Schmidt was also joined by FCC Chairman Julius Genachowski at the summit this morning. The Internet-industry principles initiative is being launched in coordination with an FCC/industry partnership on voluntary guidelines already announced by the FCC last March. Google, Comcast, Time Warner Cable, Cox, and other major ISPs have already agreed to participate.
A post on The White House Blog by Schmidt outlines the strategy. In it he writes, “Earlier this month, we gave the green light to two long-awaited Defense Industrial Base (DIB) efforts designed to help companies protect critical information related to Department of Defense programs and missions. The DIB Cybersecurity/Information Assurance (CS/IA) program allows eligible DIB companies and the Government to share cybersecurity information. The Government shares cyber security threat and mitigation information with DIB companies to incorporate into their security practices, and, in turn, DIB companies report known intrusion events that may compromise DOD information to the Government and participates in damage assessments as needed. In addition, DIB enhanced Cyber security Services — a joint DOD-DHS activity and based on lessons learned from the 2011 DIB Pilot — is available as an optional part of the DIB CS/IA program in which the Government will furnish classified information that enables DIB companies or participating commercial service providers to counter additional types of known malicious activity for participating DIB companies. “
I should also note that at the end of the month, Schmidt leaves his post, ending a two and a half year stint during which he was successful in bringing much-needed attention to the federal government’s cybersecurity efforts.
The summit is part of a broader plan by the administration to address a significant recent increase in cyber-warfare / crime activities by a variety of advisories, both government and non-government alike. Today’s summit intends to add further support to a bill sponsored by Senator Joseph Lieberman (I-Conn.) and Susan Collins (R-Maine), which would see the Department of Homeland Security in charge of regulating cybersecurity of the nation’s vital systems such as power grids and transportation networks.
Not everybody is happy about the proposed cybersecurity Bill. One of the most vocal opponents is Senator Ron Wyden (D-Ore.) who said on Monday that the Senate’s cybersecurity legislation that is being pushed by Lieberman and Collins is an overreaction to cyber threats and would undermine the privacy rights of American citizens. Wyden said that both the House and Senate bills “subordinate all existing privacy rules and constitutional principles to the poorly defined interest of ‘cybersecurity.’”

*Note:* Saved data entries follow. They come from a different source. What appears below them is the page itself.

PR #671, opened 2019-10-03
feat: generating path examples

### LINKED ISSUE #505: Use path parameter example/default when displaying list of operations
**User story.**
As a CLI and Studio users, I want the URLs with path parameters to be instantly usable if possible so that I can click them, or copy them into a HTTP client.

Currently we show URLs like this:

In studio the current implementation is repeating the path with param templates showing up, then the full URL with the same stuff.

We should use example values, default, the first item from an enum, or if x-faker is there we can use a value from that. The goal here is to make the URL useful, without somebody having to copy and paste it, only to tweak bits and probably put an example value in there themselves.

This logic should go into the Prism JS API itself, so studio and Prism CLI do not both need to figure out how to do it.

StefanDywersant:
Closes #505 

## Checklist

Feature

Prism CLI lists available operation paths to the console. This feature adds example parameter values to those paths. This both path and query parameters.

No


packages/http/src/mocker/serializer/style/delimited.ts
```diff
@@ -0,0 +1,50 @@
...
+import * as Either from 'fp-ts/lib/Either';
+import { pipe } from 'fp-ts/lib/pipeable';
+import { JSONSchema } from '../../../types';
+
+function serializeAndImplode(separator: string, name: string, value: Array<string | number | boolean>) {
+  return (
+    encodeURIComponent(name) +
+    '=' +
+    value
+      .map(String)
```
XVincentX: This is clever, I didn't know this trick.

packages/http/src/mocker/serializer/style/delimited.ts
```diff
@@ -0,0 +1,50 @@
+import { HttpParamStyles } from '@stoplight/types';
+import * as Either from 'fp-ts/lib/Either';
```
XVincentX: I do not really know if the serialiser should be in the http package; this is not going to be used here so I think maybe it makes sense to leave it in the CLI?

packages/http/src/mocker/serializer/style/deepObject.ts
```diff
@@ -0,0 +1,19 @@
...
+    return Object.keys(value)
+      .map(key => serialize(name, [...path, isPositiveInteger(key) ? '' : key], value[key]))
+      .join('&');
+  } else {
+    return `${name}${path.map(key => `[${key}]`).join('')}=${value}`;
+  }
+}
+
+function isPositiveInteger(str: string) {
+  return /^\+?\d+$/.test(str) && parseInt(str) >= 0;
```
XVincentX: Do we need the regex check here?

packages/cli/src/util/__tests__/paths.spec.ts
```diff
@@ -0,0 +1,189 @@
+import { assertLeft, assertRight } from '@stoplight/prism-http/src/__tests__/utils';
+import { HttpParamStyles } from '@stoplight/types/dist';
```
XVincentX:
```suggestion
import { HttpParamStyles } from '@stoplight/types';
```

packages/cli/src/util/__tests__/paths.spec.ts
```diff
@@ -0,0 +1,189 @@
...
+
+    it('fails when not supported style supplied', () => {
+      assertLeft(
+        createExamplePath({
+          id: '123',
+          path: '/path/{p}',
+          method: 'get',
+          request: {
+            path: [
+              { name: 'p', style: HttpParamStyles.PipeDelimited as any, examples: [{ key: 'foo', value: 'test' }] },
```
XVincentX: The good thing of TypeScript is that it will avoid us to make some troubles and so we can avoid both the runtime checks and testing for such conditions. I'd remove this test completely and the runtime checks in the function as well.

packages/http/src/mocker/generator/__tests__/HttpParamGenerator.spec.ts
```diff
@@ -0,0 +1,53 @@
...
+
+    describe('schema is present', () => {
+      it('generates example from schema', () => {
+        assertSome(
+          generate({
+            name: 'a',
+            style: HttpParamStyles.Form,
+            schema: { type: 'string' },
+          }),
+          v => expect(v).toEqual(expect.any(String)),
```
XVincentX: Can we use the `format` schema parameter so we can narrow down the generated string so we can check out the schema is being used for real?

packages/http/src/mocker/serializer/style/delimited.ts
StefanDywersant: I got two args for leaving it here:
- it fits by domain here
- I feel that at some point we will create a lib with those serializers / deserializers, so it will be easier to extract (a folk doing it might not even know that there is something in cli package)

I'd still vote on leaving it here.

packages/http/src/mocker/serializer/style/deepObject.ts
StefanDywersant: Actually it looks like the shortest way of checking for a positive integer. Other ways include casting, checking for (-)Infinity, NaNs, dirty stuff basically.

StefanDywersant: Note: we are looking for a positive integer inside a string.

packages/cli/src/util/__tests__/paths.spec.ts
StefanDywersant: Crap :]

packages/cli/src/util/paths.ts
```diff
@@ -0,0 +1,139 @@
...
+  IHttpQueryParam,
+  INodeExample,
+  INodeExternalExample,
+} from '@stoplight/types';
+import * as Either from 'fp-ts/lib/Either';
+import * as Option from 'fp-ts/lib/Option';
+import { pipe } from 'fp-ts/lib/pipeable';
+import { get } from 'lodash';
+// @ts-ignore
+const { parse } = require('uri-template');
```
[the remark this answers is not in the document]
StefanDywersant: 👍

packages/cli/src/util/createServer.ts
```diff
@@ -3,11 +3,14 @@ import { createServer as createHttpServer } from '@stoplight/prism-http-server';
 import { IHttpOperation } from '@stoplight/types';
 import chalk from 'chalk';
 import * as cluster from 'cluster';
+import * as Either from 'fp-ts/lib/Either';
```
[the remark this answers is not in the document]
StefanDywersant: 👍

packages/cli/src/util/__tests__/__snapshots__/paths.spec.ts.snap
```diff
@@ -0,0 +1,3 @@
+// Jest Snapshot v1, https://goo.gl/fbAQLP
+
```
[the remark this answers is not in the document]
StefanDywersant: 👍

packages/http/src/mocker/serializer/style/delimited.ts
```diff
@@ -0,0 +1,50 @@
...
+    Either.fold(
+      e => {
+        throw e;
+      },
+      serialized => serialized,
+    ),
+  );
+}
+
+export const serializeWithCommaDelimitedStyle = serializeWithDelimitedStyle.bind(undefined, ',');
```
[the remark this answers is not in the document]
StefanDywersant: 👍

packages/cli/src/util/paths.ts
```diff
@@ -0,0 +1,139 @@
...
+      default:
+        values[spec.name] = value;
+    }
+    return values;
+  }, {});
+}
+
+export function createExamplePath(operation: IHttpOperation): Either.Either<Error, string> {
+  return pipe(
+    Either.tryCatch(() => {
```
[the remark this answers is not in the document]
StefanDywersant: You are completely right. With a fresh look today I believe I found concise way for turning all remaining functions to return Monads.

packages/cli/src/util/paths.ts
```diff
@@ -0,0 +1,139 @@
...
+      const specs = get(operation, 'request.path', []);
+      return { template: createPathUriTemplate(operation.path, specs), values: generateParamValues(specs) };
+    }, Either.toError),
+    Either.chain(({ template, values }) => {
+      const specs = get(operation, 'request.query', []);
+      try {
+        return Either.right({
```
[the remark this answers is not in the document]
StefanDywersant: Refactored 👍

packages/cli/src/util/paths.ts
```diff
@@ -0,0 +1,139 @@
...
+  }
+
+  if (restParams) {
+    path += `${formExplodedParams || formImplodedParams ? '&' : '?'}${restParams}`;
+  }
+
+  return path;
+}
+
+function createParamUriTemplate(name: string, style: HttpParamStyles, explode: boolean) {
```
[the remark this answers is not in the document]
StefanDywersant: Done 👍

packages/cli/src/util/paths.ts
```diff
@@ -0,0 +1,139 @@
...
+  const starOrVoid = explode ? '*' : '';
+  switch (style) {
+    case HttpParamStyles.Simple:
+      return `{${name}${starOrVoid}}`;
```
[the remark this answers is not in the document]
StefanDywersant: Done 👍

packages/cli/src/util/paths.ts
```diff
@@ -0,0 +1,139 @@
...
+}
+
+export function createExamplePath(operation: IHttpOperation): Either.Either<Error, string> {
+  return pipe(
+    Either.tryCatch(() => {
+      const specs = get(operation, 'request.path', []);
+      return { template: createPathUriTemplate(operation.path, specs), values: generateParamValues(specs) };
+    }, Either.toError),
+    Either.chain(({ template, values }) => {
+      const specs = get(operation, 'request.query', []);
```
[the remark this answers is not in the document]
StefanDywersant: I'd leave specs as lodash getter with a default value. There is no logic that needs to be invoked when `.query` is empty besides returning a default value.

packages/cli/src/util/paths.ts
```diff
@@ -0,0 +1,139 @@
...
+  const starOrVoid = explode ? '*' : '';
+  switch (style) {
+    case HttpParamStyles.Simple:
+      return `{${name}${starOrVoid}}`;
+    case HttpParamStyles.Label:
+      return `{.${name}${starOrVoid}}`;
+    case HttpParamStyles.Matrix:
+      return `{;${name}${starOrVoid}}`;
+    default:
+      throw new Error(`Unsupported parameter style: ${style}`);
```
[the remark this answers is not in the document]
StefanDywersant: Done 👍

packages/http/src/mocker/serializer/style/delimited.ts
```diff
@@ -0,0 +1,50 @@
...
+  return pipe(
+    Either.right(value),
+    Either.chain(
+      v =>
+        Array.isArray(v)
+          ? Either.right(v)
+          : Either.left(new Error('Space/pipe/comma.. delimited style is only applicable to array parameter')),
+    ),
+    Either.map(() => (explode ? serializeAndExplode(name, value) : serializeAndImplode(separator, name, value))),
+    Either.fold(
```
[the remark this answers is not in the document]
StefanDywersant: Done 👍

packages/http/src/mocker/serializer/style/delimited.ts
```diff
@@ -0,0 +1,50 @@
...
+export function serializeWithDelimitedStyle(
+  separator: string,
+  name: string,
+  value: Array<string | number | boolean>,
+  explode?: boolean,
+) {
+  return pipe(
+    Either.right(value),
+    Either.chain(
+      v =>
```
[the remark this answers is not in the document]
StefanDywersant: Fixed 👍

packages/http/src/mocker/serializer/style/delimited.ts
```diff
@@ -0,0 +1,50 @@
...
+        Array.isArray(v)
```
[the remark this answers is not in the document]
StefanDywersant: I was a bit defensive here. Basically value in some cases is directly taken from spec's (api description's :> ) examples. That as we know not necessarily is an array. Our types also are vanished after compilation.

Now the question: where we should defend against bad input data? On one hand, it looks scary if we verify arg even if it has defined type. On the other hand, if we don't it is pretty easy to generate non-understandable errors. WDYT?

packages/http/src/mocker/generator/HttpParamGenerator.ts
```diff
@@ -0,0 +1,31 @@
...
+import { generate as generateDynamicExample } from './JSONSchema';
+
+function isExternalExample(example: INodeExample | INodeExternalExample): example is INodeExternalExample {
+  return !!(example as INodeExternalExample).externalValue;
+}
+
+function generateStaticExample(examples: Array<INodeExample | INodeExternalExample>) {
+  return pipe(
+    Option.fromNullable(examples),
+    Option.chain(exs => Option.fromNullable(exs[Math.floor(Math.random() * exs.length)])),
```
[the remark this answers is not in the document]
StefanDywersant: Yes, `.examples` can be either not-defined (L+14) or an empty array (L+15).

packages/http/src/mocker/generator/HttpParamGenerator.ts
```diff
@@ -0,0 +1,31 @@
...
+    Option.map(example => (isExternalExample(example) ? example.externalValue : example.value)),
```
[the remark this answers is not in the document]
StefanDywersant: Good point, I wasn't aware of what IHttpExternalExample actually is.

I changed this part so it returns `.value` or `Option.none`. The latter, as you say will never happen. Will see :P

packages/http/src/mocker/serializer/style/delimited.ts
XVincentX: Yes effectively I think you made the good choice. Good call 👍

packages/cli/src/util/paths.ts
```diff
@@ -0,0 +1,168 @@
+import { generate } from '@stoplight/prism-http/src/mocker/generator/HttpParamGenerator';
+import { serializeWithDeepObjectStyle } from '@stoplight/prism-http/src/mocker/serializer/style/deepObject';
+import {
```
XVincentX: This is likely the reason why the harness tests are failing (well at least we know the test harness is working)

Basically, while in _test_ files it's ok to import from the source files directly, this will not work in production. The reason is that after the TypeScript compilation this becomes `dist` — and such directory does not exist anymore.

If you need stuff from the http-package, just export it explicitly from the `index.ts` file and grab it from there

@StefanDywersant

packages/cli/src/util/paths.ts
```diff
@@ -0,0 +1,168 @@
...
+  return pipe(
+    generate(spec),
+    Either.fromOption(() => new Error(`Cannot generate value for: ${spec.name}`)),
+    Either.chain(value => {
+      switch (spec.style) {
+        case HttpParamStyles.DeepObject:
+          return serializeWithDeepObjectStyle(spec.name, value);
+
+        case HttpParamStyles.PipeDelimited:
+          return serializeWithPipeDelimitedStyle(spec.name, value as Array<string | number | boolean>, spec.explode);
```
XVincentX: I think _this_ is the place where we should do the `Array.isArray` and return an error in case it's not working, not in the function; so we can

1. Eliminate the cast
2. Make the internal function care about its job and not having to validate the arguments. Does it make sense @StefanDywersant?

packages/cli/src/util/paths.ts
```diff
@@ -0,0 +1,168 @@
...
+      return pipe(
+        createPathUriTemplate(operation.path, specs),
+        Either.map(template => ({ template, values })),
+      );
+    }),
+  );
+}
+
+function generateTemplateAndValuesForQueryParams(template: string, operation: IHttpOperation) {
+  const specs = get(operation, 'request.query', []);
```
XVincentX: This is up to you, but I usually prefer make this function accept a `QueryParameter[]` directly instead of getting the whole `IHttpOperation`, get the value from the property and then use it.

Up to you though, it's not blocking anything.

packages/http/src/mocker/generator/HttpParamGenerator.ts
```diff
@@ -0,0 +1,64 @@
+import { IHttpOperation, IHttpParam, IHttpPathParam } from '@stoplight/types';
+import { INodeExample, INodeExternalExample } from '@stoplight/types';
+import * as Array from 'fp-ts/lib/Array';
+import * as Option from 'fp-ts/lib/Option';
+import { pipe } from 'fp-ts/lib/pipeable';
+import { JSONSchema } from '../../types';
+import { generate as generateDynamicExample } from './JSONSchema';
+
+function improveSchema(schema: JSONSchema) {
+  const newSchema = { ...schema };
```
XVincentX: Maybe let's use deepClone by lodash?

packages/http/src/mocker/generator/HttpParamGenerator.ts
```diff
@@ -0,0 +1,64 @@
...
+
+  if (newSchema.type === 'integer') {
```
XVincentX: This part of code is valid for integers as well

```suggestion
  if (newSchema.type === 'integer' || newSchema.type === 'number') {
```

packages/http/src/mocker/generator/HttpParamGenerator.ts
```diff
@@ -0,0 +1,64 @@
...
+      newSchema.minimum = 1;
+    }
+
+    if (!newSchema.maximum) {
+      newSchema.maximum = 1000;
+    }
+  }
+
+  if (newSchema.type === 'string') {
+    // @todo: use faker to generate single-worded string
```
XVincentX: Do it! :trollface:

packages/http/src/mocker/generator/HttpParamGenerator.ts
StefanDywersant: Actually it is cloned anyway by this recurrence so cloning it again would be showing no respect for CPU cycles.

packages/http/src/mocker/generator/HttpParamGenerator.ts
StefanDywersant: Done 👍

packages/http/src/mocker/generator/HttpParamGenerator.ts
StefanDywersant: 👍

packages/cli/src/util/paths.ts
```diff
@@ -0,0 +1,168 @@
...
+// @ts-ignore
+import { parse } from 'uri-template';
+
+export function createExamplePath(operation: IHttpOperation): Either.Either<Error, string> {
+  return pipe(
+    generateTemplateAndValuesForPathParams(operation),
+    Either.chain(({ template: pTemplate, values: pValues }) => {
+      return pipe(
+        generateTemplateAndValuesForQueryParams(pTemplate, operation),
+        Either.map(({ template: qTemplate, values: qValues }) => {
```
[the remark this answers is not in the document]
StefanDywersant: 👍

packages/cli/src/util/paths.ts
```diff
@@ -0,0 +1,168 @@
...
+import { get } from 'lodash';
+// @ts-ignore
+import { parse } from 'uri-template';
+
+export function createExamplePath(operation: IHttpOperation): Either.Either<Error, string> {
+  return pipe(
+    generateTemplateAndValuesForPathParams(operation),
+    Either.chain(({ template: pTemplate, values: pValues }) => {
+      return pipe(
+        generateTemplateAndValuesForQueryParams(pTemplate, operation),
```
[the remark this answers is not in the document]
StefanDywersant: 👍

packages/cli/src/util/paths.ts
```diff
@@ -0,0 +1,168 @@
...
+        Either.map(({ template: qTemplate, values: qValues }) => {
+          return { template: qTemplate, values: { ...pValues, ...qValues } };
```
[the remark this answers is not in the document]
StefanDywersant: 👍

packages/cli/src/util/paths.ts
```diff
@@ -0,0 +1,168 @@
...
+import * as Either from 'fp-ts/lib/Either';
+import { pipe } from 'fp-ts/lib/pipeable';
+import { get } from 'lodash';
+// @ts-ignore
+import { parse } from 'uri-template';
+
+export function createExamplePath(operation: IHttpOperation): Either.Either<Error, string> {
+  return pipe(
+    generateTemplateAndValuesForPathParams(operation),
+    Either.chain(({ template: pTemplate, values: pValues }) => {
```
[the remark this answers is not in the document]
StefanDywersant: 👍

CHANGELOG.md
```diff
@@ -11,6 +11,7 @@ The format is based on [Keep a Changelog](https://keepachangelog.com/en/1.0.0/),
 - Support for encoding > allowReserved flag when validating application/x-www-form-urlencoded body [#630](https://github.com/stoplightio/prism/pull/630)
 - Validating output status code against available response specs [#648](https://github.com/stoplightio/prism/pull/648)
 - Support for Contract Testing [#650](https://github.com/stoplightio/prism/pull/650)
+- Example parameters in operations list [#671](https://github.com/stoplightio/prism/pull/671)
```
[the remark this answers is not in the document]
StefanDywersant: 👍

packages/http/src/mocker/generator/HttpParamGenerator.ts
```diff
@@ -0,0 +1,27 @@
+import { IHttpOperation, IHttpParam, IHttpPathParam } from '@stoplight/types';
```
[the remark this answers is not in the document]
StefanDywersant: 👍

packages/http/src/mocker/generator/HttpParamGenerator.ts
```diff
@@ -0,0 +1,27 @@
...
+import { INodeExample, INodeExternalExample } from '@stoplight/types';
```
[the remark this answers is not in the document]
StefanDywersant: 👍

packages/http/src/mocker/generator/HttpParamGenerator.ts
```diff
@@ -0,0 +1,27 @@
...
+import * as Array from 'fp-ts/lib/Array';
```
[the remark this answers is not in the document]
StefanDywersant: Somehow my PhpStorm always notices unused imports and now it stopped. Php sucks.

packages/http/src/mocker/generator/HttpParamGenerator.ts
```diff
@@ -0,0 +1,27 @@
...
+import * as Option from 'fp-ts/lib/Option';
+import { pipe } from 'fp-ts/lib/pipeable';
+import { generate as generateDynamicExample } from './JSONSchema';
+
+function generateStaticExample(examples: Array<INodeExample | INodeExternalExample>) {
```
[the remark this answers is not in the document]
StefanDywersant: 👍

packages/cli/src/util/paths.ts
```diff
@@ -0,0 +1,168 @@
...
+    .filter(spec => spec.required !== false)
+    .filter(spec => spec.explode)
+    .map(spec => spec.name)
+    .join(',');
+  const formImplodedParams = formSpecs
+    .filter(spec => spec.required !== false)
+    .filter(spec => !spec.explode)
+    .map(spec => spec.name)
+    .join(',');
+  const restParams = specs
```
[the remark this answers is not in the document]
StefanDywersant: 👍

packages/cli/src/util/paths.ts
```diff
@@ -0,0 +1,168 @@
...
+
+function createQueryUriTemplate(path: string, specs: IHttpQueryParam[]) {
+  // defaults for query: style=Form exploded=false
+  const formSpecs = specs.filter(spec => (spec.style || HttpParamStyles.Form) === HttpParamStyles.Form);
+  const formExplodedParams = formSpecs
+    .filter(spec => spec.required !== false)
+    .filter(spec => spec.explode)
+    .map(spec => spec.name)
+    .join(',');
+  const formImplodedParams = formSpecs
```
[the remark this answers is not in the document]
StefanDywersant: 👍

packages/http/src/mocker/serializer/style/deepObject.ts
```diff
@@ -0,0 +1,20 @@
+import { HttpParamStyles } from '@stoplight/types';
```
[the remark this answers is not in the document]
StefanDywersant: 👍

packages/http/src/mocker/serializer/style/deepObject.ts
```diff
@@ -0,0 +1,20 @@
...
+import * as Either from 'fp-ts/lib/Either';
+
+export function serializeWithDeepObjectStyle(name: string, value: any) {
+  return Either.right(serialize(name, [], value));
```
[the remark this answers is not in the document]
StefanDywersant: 👍

packages/http/src/mocker/serializer/style/delimited.ts
```diff
@@ -0,0 +1,40 @@
...
+): Either.Either<Error, string> {
+  return pipe(
+    Array.isArray(value)
+      ? Either.right(value)
+      : Either.left(new Error('Space/pipe/comma delimited style is only applicable to array parameter')),
+    Either.map(v => (explode ? serializeAndExplode(name, v) : serializeAndImplode(separator, name, v))),
+  );
+}
+
+export const serializeWithCommaDelimitedStyle = partial(serializeWithDelimitedStyle, ',');
```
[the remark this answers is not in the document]
StefanDywersant: CommaDelimitedStyle is one of our supported styles. I added that function in order to increase PR size ;)

packages/cli/src/util/paths.ts
StefanDywersant: Yeah, you completely right. Checking for it inside the serializer was a bad decision. Fixed.

packages/cli/src/util/paths.ts
StefanDywersant: It is like that just for `createExamplePath` (entry point) to look more balanced. I'd vote on leaving it like that instead of moving that dirty lodash's get to our entry point.

packages/cli/src/util/paths.ts
StefanDywersant: @XVincentX Http's `index.ts` looks pretty concise. Only `createInstance` is actually exported. That is another vote on moving serializers to CLI which makes that solution win the election. WDYT?

packages/cli/src/util/paths.ts
StefanDywersant: Forget ^. I exported it from http package.

packages/cli/src/util/paths.ts
StefanDywersant: Forget ^. I exported it from http package.

packages/http/src/mocker/generator/HttpParamGenerator.ts
XVincentX: I was suggesting to use clone instead of the ... but your solution is just ok as it is!

packages/http/src/mocker/generator/__tests__/HttpParamGenerator.spec.ts
```diff
@@ -0,0 +1,53 @@
+import { assertNone, assertSome } from '@stoplight/prism-core/src/utils/__tests__/utils';
+import { HttpParamStyles } from '@stoplight/types/dist';
```
XVincentX:
```suggestion
import { HttpParamStyles } from '@stoplight/types';
```

packages/http/src/mocker/generator/__tests__/HttpParamGenerator.spec.ts
XVincentX: Yes, I'd really say let's use the format keyword and try to generate an email or something.

packages/http/src/mocker/serializer/style/delimited.ts
```diff
@@ -0,0 +1,32 @@
+import { partial } from 'lodash';
+
+function serializeAndImplode(separator: string, name: string, value: Array<string | number | boolean>) {
```
XVincentX: We actually do not care of the array type.
```suggestion
function serializeAndImplode(separator: string, name: string, value: Array<unknown>) {
```

packages/http/src/mocker/serializer/style/delimited.ts
```diff
@@ -0,0 +1,32 @@
...
+    encodeURIComponent(name) +
+    '=' +
+    value
+      .map(String)
+      .map(encodeURIComponent)
+      .join(separator)
+  );
+}
+
+function serializeAndExplode(name: string, value: Array<string | number | boolean>) {
```
XVincentX:
```suggestion
function serializeAndExplode(name: string, value: Array<unknown>) {
```

packages/http/src/mocker/serializer/style/delimited.ts
```diff
@@ -0,0 +1,32 @@
...
+  return value
+    .map(String)
+    .map(v => `${encodeURIComponent(name)}=${encodeURIComponent(v)}`)
+    .join('&');
+}
+
+export function serializeWithDelimitedStyle(
+  separator: string,
+  name: string,
+  value: Array<string | number | boolean>,
```
XVincentX:
```suggestion
  value: Array<unknown>,
```

packages/http/src/mocker/serializer/style/delimited.ts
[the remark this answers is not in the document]
XVincentX: Yeah it's not a big deal, I was just wondering if this was a leftover.

packages/cli/src/util/paths.ts
```diff
@@ -0,0 +1,179 @@
...
+          return Either.right(serializeWithDeepObjectStyle(spec.name, value));
+
+        case HttpParamStyles.PipeDelimited:
+          if (Array.isArray(value)) {
+            return Either.right(
+              serializeWithPipeDelimitedStyle(spec.name, value as Array<string | number | boolean>, spec.explode),
+            );
+          } else {
+            return Either.left(new Error('Pipe delimited style is only applicable to array parameter'));
+          }
```
XVincentX: For these case you can use the utility function `Either.fromPredicate` which will do all the `if` and else for you and makes the code way more readable:

```ts
return pipe(
  value,
  Either.fromPredicate(
    Array.isArray,
    () => new Error('Pipe delimited style is only applicable to array parameter'),
  ),
  Either.map(v => serializeWithPipeDelimitedStyle(spec.name, v, spec.explode)),
);

```

packages/cli/src/util/paths.ts
```diff
@@ -0,0 +1,179 @@
...
+
+        case HttpParamStyles.SpaceDelimited:
+          if (Array.isArray(value)) {
+            return Either.right(
+              serializeWithSpaceDelimitedStyle(spec.name, value as Array<string | number | boolean>, spec.explode),
+            );
+          } else {
+            return Either.left(new Error('Space delimited style is only applicable to array parameter'));
+          }
```
XVincentX: ditto, you can change this with

```ts
return pipe(
  value,
  Either.fromPredicate(
    Array.isArray,
    () => new Error('Pipe delimited style is only applicable to array parameter'),
  ),
  Either.map(v => serializeWithPipeDelimitedStyle(spec.name, v, spec.explode)),
);
```

You can also see that this code is very similar to the one handling the other case; if we could DRY it and reuse that's be even better.

packages/cli/src/util/paths.ts
```diff
@@ -0,0 +1,179 @@
+import { generateHttpParam } from '@stoplight/prism-http';
+import { serializeWithDeepObjectStyle } from '@stoplight/prism-http';
+import { serializeWithPipeDelimitedStyle, serializeWithSpaceDelimitedStyle } from '@stoplight/prism-http';
```
XVincentX: You can group all these imports together.

packages/cli/src/util/paths.ts
```diff
@@ -0,0 +1,179 @@
...
+import { pipe } from 'fp-ts/lib/pipeable';
+import { get } from 'lodash';
+// @ts-ignore
+import { parse } from 'uri-template';
+
+export function createExamplePath(operation: IHttpOperation): Either.Either<Error, string> {
+  return pipe(
+    generateTemplateAndValuesForPathParams(operation),
+    Either.chain(({ template: pathTemplate, values: pathValues }) => {
+      return pipe(
```
XVincentX: Nitpick (you can ignore this) if you're just returning pipe, use a single statement, it improves the readability a lot.

packages/cli/src/util/paths.ts
```diff
@@ -0,0 +1,179 @@
...
+    Either.fromOption(() => new Error(`Cannot generate value for: ${spec.name}`)),
+    Either.chain(value => {
+      switch (spec.style) {
+        case HttpParamStyles.DeepObject:
+          return Either.right(serializeWithDeepObjectStyle(spec.name, value));
+
+        case HttpParamStyles.PipeDelimited:
+          if (Array.isArray(value)) {
+            return Either.right(
+              serializeWithPipeDelimitedStyle(spec.name, value as Array<string | number | boolean>, spec.explode),
```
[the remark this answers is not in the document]
StefanDywersant: 👍

packages/http/src/mocker/generator/__tests__/HttpParamGenerator.spec.ts
StefanDywersant: 👍

packages/http/src/mocker/serializer/style/delimited.ts
StefanDywersant: Why more permissive `unknown`?

XVincentX: Actually is way _less_ permissive — unknown is basically a "we have no idea, so we won't make any assumption" and will prevent anybody inside the other functions to try to do some stuff (such as concatenate or add them)

packages/cli/src/util/paths.ts
StefanDywersant: 👍

packages/cli/src/util/paths.ts
StefanDywersant: There are two differences between them. Error message and called function. I'd say it would be overengineering to make a common function for that and definitely would decrease readability.

XVincentX: I'm ok keeping it in this way.

packages/cli/src/util/paths.ts
StefanDywersant: Learned `Either.fromPredicate` 👍 Now its only 999 tiny helper functions to learn left ;)

packages/http/src/mocker/serializer/style/delimited.ts
StefanDywersant: Yeah, but it will allow objects or arrays which we don't want.

XVincentX: Oh gosh, you're right. You can ignore this, thanks for spotting it.

packages/http/src/mocker/generator/HttpParamGenerator.ts
```diff
@@ -0,0 +1,66 @@
...
+    if (!newSchema.minimum) {
+      newSchema.minimum = 1;
+    }
+
+    if (!newSchema.maximum) {
+      newSchema.maximum = 1000;
+    }
+  }
+
+  if (newSchema.type === 'string') {
```
XVincentX:
```suggestion
  else if (newSchema.type === 'string') {
```

packages/http/src/mocker/generator/HttpParamGenerator.ts
```diff
@@ -0,0 +1,66 @@
...
+    if (!newSchema.format && !newSchema.enum) {
+      newSchema['x-faker'] = 'random.word';
+    }
+  }
+
+  if (newSchema.type === 'object') {
```
XVincentX:
```suggestion
  else if (newSchema.type === 'object') {
```

packages/http/src/mocker/generator/HttpParamGenerator.ts
```diff
@@ -0,0 +1,66 @@
...
+    if (newSchema.properties) {
+      newSchema.properties = Object.entries(newSchema.properties).reduce((r, [k, v]) => {
+        r[k] = improveSchema(v);
+        return r;
+      }, {});
+    }
+  }
+
+  if (newSchema.type === 'array') {
```
XVincentX:
```suggestion
  else if (newSchema.type === 'array') {
```

PR #674, opened 2019-10-07
Check all markdown links on PRs

XVincentX:
Add markdown links checker so we do not give broken links to people and we know if any of these die along the way.


philsturgeon:
Is this one confirmed failing builds for bad links? I addedan action for studio and it does not work. https://github.com/stoplightio/studio/

XVincentX:
It does. Thanks to this I indeed fixed a lot of docs dead links. @philsturgeon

Wyden went on to say that there is a false narrative related to this bill, which puts forth the idea that you have to sacrifice one thing to achieve the other. ”There is no sound policy reason to sacrifice the privacy rights of law abiding American citizens in the name of cyber-security, and I will fight any legislation that asks this Senate to make that choice.”
Earlier this week, the Center for Democracy & Technology sent a letter to the Senate expressing its “grave concerns” over the cybersecurity bill calling the bill “as deeply flawed and dangerous to Internet freedom, individual liberty, and privacy.” Twenty one organizations and individuals including American Civil Liberties Union, Reporters Without Borders and Electronic Frontier Foundation have signed the letter.
The various groups have a number of issues with the Bill, mainly what they call “an exemption from all existing privacy and tort laws to allow companies to share communications and records with the government, including those of undefined “malicious cyber actors” even if those personal records are not necessary to describe a cybersecurity threat.”
Regardless of your stance, one thing is for certain. There has never been a worse time for security on the Internet. With battles raging on many fronts, it is an interesting time to be in technology.